Les indices actions européens ont continué de dévisser cette semaine, accumulant les retournements de tendance au cours de chaque séance de bourse, et ce pour la troisième semaine consécutive. Impacté par la forte baisse des bourses des pays d’Europe du Sud, à l’image de l’indice MIB (-2.4% sur la semaine), le DJ Eurostoxx50 cède 1.4% et chute de 5% sur les trois dernières semaines. Le Cac 40 résiste mieux et ne perd «que» 0.7% sur la semaine, soit -3% sur les trois dernières semaines. Outre-Atlantique, la bourse américaine consolide, à l’image de l’indice S&P500 (-0.3% sur la semaine). Très chahuté le début de l’année, le taux de change Euro/Dollar reste stable. L’Euro progresse de 0.3% face au Dollar et clôture la semaine à 1.4161$.
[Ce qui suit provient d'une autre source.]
PR #134, opened 2021-06-04
Move systemd vars to individual vars to make them easier to override

natefoo:
I also dropped the uWSGI stats port stuff - you can just set `stats: :port` in the `uwsgi` section of `galaxy.yml` to enable it if you want, and I didn't want to add more uWSGI-specific stuff to the role when we're deprecating uWSGI anyway.

### DIFF
--- a/defaults/main.yml
+++ b/defaults/main.yml
@@ -277,17 +277,27 @@ galaxy_client_build_steps:
     - stageLibs
     - plugins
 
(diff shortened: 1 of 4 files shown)


hexylena (approved):
this seems like a yuuuge improvement over my rubbish, cheers.

til you can do envs on multiple lines, that's way clearer.

natefoo:
Will be released as 0.9.15 shortly.

PR #135, opened 2021-06-07
Enable optional dynamic job rules as templates

pcm32:
This PR enables the use of dynamic job rules as ansible templates, distinguishing from pure python setups.


natefoo:
Thanks @pcm32, looks good! I updated the task names to be the same as what we use earlier just to be consistent.

abretaud:
Hi!
Looks like this PR broke our playbook on usegalaxy.fr: we have some yml files in `galaxy_dynamic_job_rules_src_dir` too, and now they are just ignored as they don't end with .py or .py.j2
I guess .eu is doing the same with putting yml files in this dir
Would you have time to fix it?

natefoo:
@abretaud sorry about that - how does the fix in #141 look?

PR #2795, opened 2023-06-16
Update tun-device.md

jzxo:


Dreamacro:
Can you explain what you are doing?

Dreamacro:
Since the purpose of this pr is not clear and there is no specific explanation, close it first and reopen it if there is a corresponding problem.

PR #2816, opened 2023-06-28
optional provider path

xishang0128:


Dreamacro:
use md5 path is not a good choice

xishang0128:
> use md5 path is not a good choice

How should it be modified? Change provider name?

En Europe, la semaine a été riche en néologismes relatifs à l’avenir de la dette grecque. Les dirigeants européens ont successivement parlé de « reprofilage » et « restructuration douce » pour évoquer ce que tous ceux qui interviennent sur les marchés appellent depuis plusieurs semaines déjà une restructuration pure et simple de la dette grecque, probablement par extension de la maturité des titres en circulation. Une telle éventualité est loin de plaire à la Banque Centrale Européenne, premier établissement détenteur de titres de créance grecs pour un montant estimé à 50 Mlds d’Euros, et qui insiste sur le fait qu’une restructuration risquerait de diminuer la motivation du gouvernement grec à mener les réformes structurelles nécessaires afin de rééquilibrer durablement son budget. De surcroît, l’agence de notation Fitch, qui a dégradé de trois crans, à B+, la note de la dette souveraine grecque, a souligné à cette occasion qu’une extension de maturité serait considérée comme un défaut de l’Etat grec.
Aux Etats-Unis, les dernières publications d’indicateurs macro-économiques sont en berne. L’indicateur de la Fed de Philadelphie, notamment, est sorti à 3.9 contre 20 attendu et 18.5 le mois précédent. Impacté par la chute récente des matières premières, ce ralentissement ne pourrait être que provisoire et ne devrait pas remettre en cause l’amélioration de la situation économique aux Etats- Unis qu’indiquent les bons résultats des entreprises au premier trimestre. En outre, le cycle de fusion-acquisition fait toujours preuve d’une vigueur remarquable, à l’image de l’annonce du rachat de Skype par Microsoft. Une autre
société-internet s’est distinguée la semaine dernière : LinkedIn a, en effet, rencontré une demande exceptionnellement forte au cours de sa première journée de cotation, le titre affichant une progression de 110% à la clôture de Jeudi 19 Mai.
Du point de vue de l’analyse technique, le DJ Eurostoxx50 clôture la semaine juste au-dessous de sa moyenne à 200 jours. Les indicateurs militent pour une poursuite de la baisse vers les 2800 points (contre 2853 à la clôture de Vendredi soir).